Negli ultimi giorni, in tanti si sono iscritti al Pd. Insolazioni, direte. Colpi di testa. Di tessera. Mancano poche ore. Passate queste, solo chi sarà iscritto potrà indicare il futuro segretario. Segno che, quando le cose si muovono (o almeno così sembra), una speranzosa risposta arriva. Tanta gente mi dimostra che c’è. Ognuno con la sua opinione, come alla vigilia dei Mondiali di calcio. C’è quello che dà la squadra Franceschini vincitrice sicura.
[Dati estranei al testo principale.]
PR #467, opened 2021-12-08
Move vsphere specific methods out of vmpooler

sbeaulie:
vmpooler has the vsphere provider taken out, moving some vsphere related
methods to the provider:

1) pool_folders
2) get_base_folders

At the same time renaming some configuration and code items
to remove harmful terminology.
purge_unconfigured_folders DEPRECATED, use purge_unconfigured_resources
folder_whitelist DEPRECATED, use resources_allowlist
the above configuration items are still supported but will be removed in
the next major version.
base class method purge_unconfigured_folders was renamed to purge_unconfigured_resources
and requires the equivalent change in the provider classes

### DIFF
--- a/docs/configuration.md
+++ b/docs/configuration.md
@@ -169,6 +169,7 @@ This can also be set per pool.
 (optional; default: true)
 
 ### PURGE\_UNCONFIGURED\_FOLDERS
+
 Deprecated, see PURGE\_UNCONFIGURED\_RESOURCES
 
 ### PURGE\_UNCONFIGURED\_RESOURCES
--- a/docs/configuration.md
+++ b/docs/configuration.md
@@ -169,10 +169,12 @@ This can also be set per pool.
 (optional; default: true)
 
 ### PURGE\_UNCONFIGURED\_FOLDERS
+Deprecated, see PURGE\_UNCONFIGURED\_RESOURCES
 
-Enable purging of VMs and folders detected within the base folder path that are not configured for the provider
-Only a single layer of folders and their child VMs are evaluated from detected base folder paths
-A base folder path for 'vmpooler/redhat-7' would be 'vmpooler'
+### PURGE\_UNCONFIGURED\_RESOURCES
+
+Enable purging of VMs (and other resources) detected within the provider that are not explicitly configured.
+Implementation is provider-dependent
 When enabled in the global configuration then purging is enabled for all providers
 Expects a boolean value
 (optional; default: false)
--- a/lib/vmpooler.rb
+++ b/lib/vmpooler.rb
@@ -81,16 +81,13 @@ module Vmpooler
     parsed_config[:config]['retry_factor']                       = string_to_int(ENV['RETRY_FACTOR']) if ENV['RETRY_FACTOR']
     parsed_config[:config]['create_folders']                     = true?(ENV['CREATE_FOLDERS']) if ENV['CREATE_FOLDERS']
     parsed_config[:config]['experimental_features']              = ENV['EXPERIMENTAL_FEATURES'] if ENV['EXPERIMENTAL_FEATURES']
-    parsed_config[:config]['purge_unconfigured_resources']       = ENV['PURGE_UNCONFIGURED_RESOURCES'] if ENV['PURGE_UNCONFIGURED_RESOURCES']
-    # ENV PURGE_UNCONFIGURED_FOLDERS deprecated, will be removed in version 3
-    if ENV['PURGE_UNCONFIGURED_FOLDERS']
-      puts '[!] [deprecation] rename ENV var \'PURGE_UNCONFIGURED_FOLDERS\' to \'PURGE_UNCONFIGURED_RESOURCES\''
-      # backwards compatibility
-      parsed_config[:config]['purge_unconfigured_resources']     = ENV['PURGE_UNCONFIGURED_FOLDERS']
-    end
     parsed_config[:config]['usage_stats']                        = ENV['USAGE_STATS'] if ENV['USAGE_STATS']
     parsed_config[:config]['request_logger']                     = ENV['REQUEST_LOGGER'] if ENV['REQUEST_LOGGER']
     parsed_config[:config]['create_template_delta_disks']        = ENV['CREATE_TEMPLATE_DELTA_DISKS'] if ENV['CREATE_TEMPLATE_DELTA_DISKS']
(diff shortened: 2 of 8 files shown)


docs/configuration.md
```diff
@@ -169,10 +169,12 @@ This can also be set per pool.
 (optional; default: true)
 
 ### PURGE\_UNCONFIGURED\_FOLDERS
+Deprecated, see PURGE\_UNCONFIGURED\_RESOURCES
```
genebean, line 172:
```suggestion
### PURGE\_UNCONFIGURED\_FOLDERS

Deprecated, see PURGE\_UNCONFIGURED\_RESOURCES
```

lib/vmpooler.rb
```diff
@@ -81,7 +81,9 @@ def self.config(filepath = 'vmpooler.yaml')
     parsed_config[:config]['retry_factor']                       = string_to_int(ENV['RETRY_FACTOR']) if ENV['RETRY_FACTOR']
     parsed_config[:config]['create_folders']                     = true?(ENV['CREATE_FOLDERS']) if ENV['CREATE_FOLDERS']
     parsed_config[:config]['experimental_features']              = ENV['EXPERIMENTAL_FEATURES'] if ENV['EXPERIMENTAL_FEATURES']
-    parsed_config[:config]['purge_unconfigured_folders']         = ENV['PURGE_UNCONFIGURED_FOLDERS'] if ENV['PURGE_UNCONFIGURED_FOLDERS']
+    parsed_config[:config]['purge_unconfigured_resources']       = ENV['PURGE_UNCONFIGURED_RESOURCES'] if ENV['PURGE_UNCONFIGURED_RESOURCES']
+    # ENV PURGE_UNCONFIGURED_FOLDERS deprecated, will be removed in version 3
+    parsed_config[:config]['purge_unconfigured_resources']       = ENV['PURGE_UNCONFIGURED_FOLDERS'] if ENV['PURGE_UNCONFIGURED_FOLDERS']
```
genebean, line 86: Would it be practical to log a message here with the depreciation message?

lib/vmpooler/pool_manager.rb
```diff
@@ -496,33 +496,16 @@ def purge_unused_vms_and_folders
...
-
-    def get_base_folders(folders)
-      base = []
-      folders.each do |_key, value|
-        base << value
-      end
-      base.uniq
-    end
-
     def purge_vms_and_folders(provider_name)
```
genebean, line 499: Does the name need to have `folders` removed from it?

lib/vmpooler/providers/base.rb
```diff
@@ -237,8 +237,15 @@ def get_target_datacenter_from_config(_provider_name)
           raise("#{self.class.name} does not implement get_target_datacenter_from_config")
         end
 
-        def purge_unconfigured_folders(_base_folders, _configured_folders, _whitelist)
-          raise("#{self.class.name} does not implement purge_unconfigured_folders")
+        def purge_unconfigured_resources(_whitelist)
```
genebean, line 240:
```suggestion
        def purge_unconfigured_resources(_allowlist)
```

lib/vmpooler/providers/base.rb
```diff
@@ -237,8 +237,15 @@ def get_target_datacenter_from_config(_provider_name)
...
+          raise("#{self.class.name} does not implement purge_unconfigured_resources")
+        end
+
+        # DEPRECATED if a provider does not implement the new method, it will hit this base class method
+        # and return a deprecation message
+        def purge_unconfigured_folders(_deprecated, _deprecated2, whitelist)
+          logger.log('s', '[!] purge_unconfigured_folders was renamed to purge_unconfigured_resources, please update your provider implementation')
+          purge_unconfigured_resources(whitelist)
```
genebean, line 248:
```suggestion
        def purge_unconfigured_folders(_deprecated, _deprecated2, allowlist)
          logger.log('s', '[!] purge_unconfigured_folders was renamed to purge_unconfigured_resources, please update your provider implementation')
          purge_unconfigured_resources(allowlist)
```

vmpooler.yaml.example
```diff
@@ -11,20 +11,21 @@
...
-#     To exclude 'vmpooler/myfolder' from being destroyed when the base path is 'vmpooler' you would specify 'myfolder' in the whitelist
-#     This option is only evaluated when 'purge_unconfigured_folders' is enabled
-#     Expects an array of strings specifying the whitelisted folders by name
+#   - folder_whitelist DEPRECATED, use resources_allowlist
+#   - resources_allowlist
+#     Specify items names that should be ignored when purging. See the provider's
+#     implementation for more details.
+#     This option is only evaluated when 'purge_unconfigured_resources' is enabled
+#     Expects an array of strings specifying the allowed items by name
 #     (optional; default: nil)
```
genebean, line 29: Since this will now vary by provider, should there even be a global one?

genebean (changes requested):

vmpooler.yaml.example
sbeaulie: there is no global one for resources_allowlist. Only the flag purge_unconfigured_resources is global (and overridable at the provider level)

genebean: I must have misread this section - I thought it was at the global level.

lib/vmpooler/pool_manager.rb
sbeaulie: sure, thats all internal and part of the main loop, so a remane should not affect anything, but there is a cascade of methods that need renamed, I'll do that now

genebean: Thanks. I think it will help with making the code easier for others to understand.

lib/vmpooler.rb
sbeaulie: I thought about that but there is no logger in that init class. In any case the code is using 'purge_unconfigured_resources' but still accepting the old ENV var. We could do a simple "puts" if that's sufficient?

lib/vmpooler/providers/base.rb
genebean: It looks like the whtielist stuff came back in somehow

lib/vmpooler/providers/base.rb
genebean: It looks like the whtielist stuff came back in somehow

lib/vmpooler.rb
genebean: I think that would work

genebean:
It looks like you might need a rebase on current main @sbeaulie

genebean (approved):

genebean (approved):

PR #468, opened 2021-12-09
Update testing.yml

sbeaulie:
since we use main as default branch now


genebean (approved):
Sorry I missed this when changing the default branch!

PR #470, opened 2021-12-10
Ensure all configured providers are loaded

genebean:
Prior to this, providers that should have been loaded per the provider_class key of the providers hash were not actually loaded.

### DIFF
--- a/lib/vmpooler/pool_manager.rb
+++ b/lib/vmpooler/pool_manager.rb
@@ -619,8 +619,21 @@ module Vmpooler
     # @return [Array] - a list of used providers from the config file, defaults to the default providers
     # ie. ["dummy"]
     def used_providers
-      pools = config[:pools] || []
-      @used_providers ||= (pools.map { |pool| pool[:provider] || pool['provider'] }.compact + default_providers).uniq
+      # create an array of provider classes based on the config
+      if config[:providers]
+        config_provider_names = config[:providers].keys
+        config_providers = config_provider_names.map do |config_provider_name|
+          if config[:providers][config_provider_name] && config[:providers][config_provider_name]['provider_class']
+            config[:providers][config_provider_name]['provider_class'].to_s
+          else
+            config_provider_name.to_s
+          end
+        end.compact.uniq
+      else
+        config_providers = []
+      end
+      # return the unique array of providers from the config and VMPooler defaults
+      @used_providers ||= (config_providers + default_providers).uniq
     end
 
     # @return [Array] - returns a list of providers that should always be loaded
--- a/spec/unit/pool_manager_spec.rb
+++ b/spec/unit/pool_manager_spec.rb
@@ -75,6 +75,84 @@ EOT
     end
   end
 
+  describe '#used_providers' do
+    context 'with no named providers' do
+      let(:config) { YAML.load(<<-EOT
+---
+:config:
+:pools:
+  - name: '#{pool}'
+    size: 1
+    provider: 'spoof'
+    EOT
+      )
+      }
+      it do
+        result = ["dummy"]
+        expect(subject.used_providers).to eq(result)
+      end
+    end
+    context 'with one named provider without a provider_class key' do
+      let(:config) { YAML.load(<<-EOT
+---
+:config:
+:providers:
+  :mock:
+:pools:
+  - name: '#{pool}'
+    size: 1
+    provider: 'spoof'
+    EOT
+      )
+      }
+      it do
+        result = ["mock", "dummy"]
+        expect(subject.used_providers).to eq(result)
+      end
+    end
+
+    context 'with one named provider with a provider_class key' do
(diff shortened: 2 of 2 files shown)


lib/vmpooler/pool_manager.rb
```diff
@@ -619,8 +619,24 @@ def load_used_providers
...
+            config_provider_name
+          end
+        end.compact.uniq
+      else
+        config_providers = []
+      end
+      # create an array of providers specified by pools
       pools = config[:pools] || []
-      @used_providers ||= (pools.map { |pool| pool[:provider] || pool['provider'] }.compact + default_providers).uniq
+      pool_provider_names = pools.map { |pool| pool[:provider] || pool['provider'] }.compact.uniq
```
sbeaulie, line 637: not sure this list is useful. It would get provider names from the pools but these normally point to providers listed in the providers hash.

Quello che «Bersani è rimasto all’Ulivo del ’96» e quello che «Bersani è emiliano, è il più simpatico» (non è che c’è troppa simpatia in giro?); e quell’altro che si esalta per la terza via, nelle mani (e nei bisturi) del Dr. Ignazio Marino. Tu, chiamale, se vuoi, e-mozioni. Io, chiunque ciascuno decida di appoggiare e qualunque cosa accadrà, mi auguro solo una cosa: che il Pd-che-verrà non si dimentichi di queste persone. Le cose vanno più o meno così: nel partito si preparano gli assetti futuri (ovviamente bisticciando); la stampa strilla i suoi titoloni; l’elettore addormentato vede che qualcosa succede e si risveglia. È un loop giornalistico-politichese inevitabile, anche se non fa troppo bene. Ma quelli che si iscrivono oggi ci credono davvero. E sono (anche) quelli che domani chiederanno al loro partito, che so, una politica chiara sul lavoro, la possibilità di accedere più facilmente a un mutuo o a un affitto, una migliore qualità dell’ambiente in cui vivono, la tutela dei loro diritti, la detassasazione dell’Iva o gli ammortizzatori sociali. Cose quotidiane da cui – detta alla Alberoni (c’è ancora, sul Corriere del lunedì?) – partono le emozioni. Le mozioni, da sole, non bastano.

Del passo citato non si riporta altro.